As of September, UK public sector net debt stands at 95.3% of GDP—the highest level in over 60 years. Government borrowing reached £20.2 billion in one month, pushing total borrowing for the first half of the financial year to £99.8 billion. This exceeds the Office for Budget Responsibility’s forecast by £7.2 billion and marks the second-highest borrowing since records began in 1993, behind only 2020.

Labour’s commitment to avoid income tax hikes limits Sunak’s options. He may resort to freezing tax thresholds, effectively a “stealth income tax,” though this could prove unpopular and politically risky. More likely, any tax increases will target businesses, investments, and assets. While this approach may face criticism from financial markets and weigh on the UK’s investment climate, it avoids direct impact on working-class voters.

The crucial factor for forex traders is whether investors will view Sunak’s measures as adequate to stabilise UK public finances.

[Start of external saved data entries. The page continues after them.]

PR #158, opened 2023-12-15
contracts-core: transcript: custom hash to scalar to allow inlined arkworks for verifier

akirillo:
This PR replaces the invocation of `ScalarField::from_le_bytes_mod_order` in the `transcript` module with a custom implementation that replicates the functionality while avoiding the `ark-serialize` code path previously incurred.

This decreases the binary size of the verifier enough to allow for disabling the `bin-opt` feature on the `ark-ff` patch, enabling inlining and loop unrolling in the modular arithmetic implementations.

As a result, the cost of verification in `update_wallet` goes down from 1,842,783 gas to 1,572,002 gas, about a 15% improvement.

Transcript & verification unit & integration tests pass.

### DIFF
--- a/contracts-core/src/transcript/mod.rs
+++ b/contracts-core/src/transcript/mod.rs
@@ -6,8 +6,8 @@ use alloc::vec::Vec;
 use ark_ff::PrimeField;
 use common::{
     backends::HashBackend,
-    constants::TRANSCRIPT_STATE_SIZE,
-    custom_serde::{BytesSerializable, TranscriptG1},
+    constants::{HASH_SAMPLE_BYTES, NUM_BYTES_FELT, TRANSCRIPT_STATE_SIZE},
+    custom_serde::{bigint_from_le_bytes, BytesSerializable, TranscriptG1},
     types::{Challenges, G1Affine, Proof, ScalarField, VerificationKey},
 };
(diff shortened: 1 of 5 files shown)


contracts-core/src/transcript/mod.rs
```diff
@@ -47,7 +47,27 @@ impl<H: HashBackend> Transcript<H> {
...
         self.state.copy_from_slice(&[buf0, buf1].concat());
 
-        ScalarField::from_le_bytes_mod_order(&self.state[..48])
+        // Sample the first 48 bytes of hash output into a scalar.
+        // Follows the implementation of `PrimeField::from_le_bytes_mod_order`
+
+        // We begin by taking the highest `NUM_BYTES_FELT-1` bytes of the hash output in little-endian order
+        // and converting them into a scalar directly, as no reduction is needed.
+        let (remaining_bytes, bytes_to_directly_convert) =
+            self.state[..48].split_at(48 - (NUM_BYTES_FELT - 1));
```
joeykraut: Can we constantize the `48` here? Might help give semantic meaning to the number

joeykraut (approved):

contracts-core/src/transcript/mod.rs
akirillo: ack

PR #160, opened 2023-12-16
contracts-stylus: verification keys contract

akirillo:
This PR changes the implementation of the Darkpool contract to no longer use constantized verification keys. Rather, we deploy a separate contract which holds these, from which the darkpool queries verification keys via `staticcall`. This reduces the darkpool's binary bloat enough to allow for 1) more aggressive compiler optimizations, and 2) removal of the arkworks patch.

Unfortunately, these changes are almost exactly net 0 in cost (the optimizations cover the overhead of `staticcall`ing the vkeys contract). However, the removal of the Arkworks fork and the extra flexibility in the Darkpool contract are worth it, IMO.

Integration tests pass.


contracts-stylus/src/contracts/darkpool.rs
```diff
@@ -170,29 +178,32 @@ impl DarkpoolContract {
...
+                static_call_helper::<validWalletUpdateCall>(storage, vkeys_address, ()).into();
+
+            assert!(DarkpoolContract::verify(
+                storage,
+                valid_wallet_update_vkey_bytes,
+                proof,
+                serialize_statement_for_verification(&valid_wallet_update_statement)
+                    .unwrap()
+                    .into(),
+            ));
```
joeykraut, line 205: Unsure what the complexity of this is, but we could consider refactoring these three steps into a single helper for consistency across other `if_verifying` blocks

contracts-stylus/src/contracts/darkpool.rs
```diff
@@ -397,28 +414,38 @@ impl DarkpoolContract {
...
-
-        assert_if_verifying!(DarkpoolContract::verify(
-            storage,
-            VALID_REBLIND_VKEY_BYTES,
-            valid_reblind_proof,
-            serialize_statement_for_verification(&match_payload.valid_reblind_statement)
-                .unwrap()
-                .into()
-        ));
+        if_verifying!({
```
joeykraut, line 417: this method will get called twice right? once for each party, probably worth moving the logic to load the vkeys into the caller to avoid doubling the `static_call`s

joeykraut (approved):

contracts-stylus/src/contracts/darkpool.rs
akirillo: yes, this is done in a later PR

contracts-stylus/src/contracts/darkpool.rs
akirillo: yes, this is done in a later PR

contracts-stylus/src/contracts/darkpool.rs
akirillo: I tried doing this before, it becomes quite complex to satisfy the trait bounds around the generic `SolCall`'s (e.g. here, `validWalletUpdateCall`) argument & return types. Ends up looking a lot hairier IMO

PR #162, opened 2023-12-17
contracts-core: transcript: less mod math when squeezing challenges

akirillo:
This PR changes the implementation of `get_and_append_challenge` in the `transcript` module to use less modular arithmetic when sampling a scalar from the hash output. Previously, this would invoke 25 modular multiplications and additions, it now invokes only one of each.

**Improvements:**
As a result of this, the cost of `process_match_settle` decreased from 11,358,713 gas to 11,096,155 gas, an approximate $0.06 cost reduction (now at a total cost of $2.44). Note, of course, that challenges are computed 5 times in `process_match_settle`, so one can extrapolate that this saves us about 52,511.6 gas per verification.

**Testing:**
Transcript generation unit tests, and integration tests invoking verification all pass.

### DIFF
--- a/contracts-core/src/transcript/mod.rs
+++ b/contracts-core/src/transcript/mod.rs
@@ -3,10 +3,10 @@
 pub mod errors;
 
 use alloc::vec::Vec;
-use ark_ff::PrimeField;
+use ark_ff::{BigInt, BigInteger, PrimeField};
 use common::{
     backends::HashBackend,
-    constants::{HASH_SAMPLE_BYTES, NUM_BYTES_FELT, TRANSCRIPT_STATE_SIZE},
+    constants::{HASH_SAMPLE_BYTES, SPLIT_INDEX, TRANSCRIPT_STATE_SIZE},
     custom_serde::{bigint_from_le_bytes, BytesSerializable, TranscriptG1},
     types::{Challenges, G1Affine, Proof, ScalarField, VerificationKey},
 };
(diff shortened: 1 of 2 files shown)


contracts-core/src/transcript/mod.rs
```diff
@@ -48,26 +48,30 @@ impl<H: HashBackend> Transcript<H> {
...
-        // Follows the implementation of `PrimeField::from_le_bytes_mod_order`
 
-        // We begin by taking the highest `NUM_BYTES_FELT-1` bytes of the hash output in little-endian order
+        // We begin by taking the lowest `NUM_BYTES_FELT-1` bytes of the hash output in little-endian order
         // and converting them into a scalar directly, as no reduction is needed.
-        let (remaining_bytes, bytes_to_directly_convert) =
-            self.state[..HASH_SAMPLE_BYTES].split_at(HASH_SAMPLE_BYTES - (NUM_BYTES_FELT - 1));
-        let mut res =
+        let (bytes_to_directly_convert, remaining_bytes) =
+            self.state[..HASH_SAMPLE_BYTES].split_at(NUM_BYTES_FELT - 1);
```
joeykraut: I'd add `const SPLIT_INDEX: usize = NUM_BYTES_FELT - 1`, it would help the readability of the sizing math below

contracts-core/src/transcript/mod.rs
```diff
@@ -48,26 +48,30 @@ impl<H: HashBackend> Transcript<H> {
...
-            res *= window_size;
-            res += ScalarField::from(*byte);
-        }
-        res
+        // Next, we interpret the remaining bytes in little-endian order as a scalar.
+        // Again, no reduction is needed.
+        let mut rem_scalar =
+            ScalarField::from_bigint(bigint_from_le_bytes(remaining_bytes).unwrap()).unwrap();
+
+        // Now, we shift the latter scalar left by 31 bytes, which is equivalent to multiplying by 2^249.
```
joeykraut: This doc comment does not quite reflect what the code does, we multiply by $$2^{249}$$ but this is not equivalent to shifting by 31 bytes, can we reword this comment and some of the naming in variables

joeykraut (approved):

contracts-core/src/transcript/mod.rs
akirillo: The doc comment was actually incorrect - we multiply by 2^248, which is indeed a shift of 31 bytes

Failure to convince the market could trigger rising gilt yields, damaging confidence in the UK economy and putting downward pressure on the pound.

Additionally, perceived fiscal tightening through tax hikes might lead the Bank of England to accelerate interest rate cuts, a factor traders should monitor closely.

Overall, the Budget contains many moving parts that will become clearer only after the announcement. Forex traders should prepare for potential volatility and stay alert to investor sentiment on the UK’s financial outlook.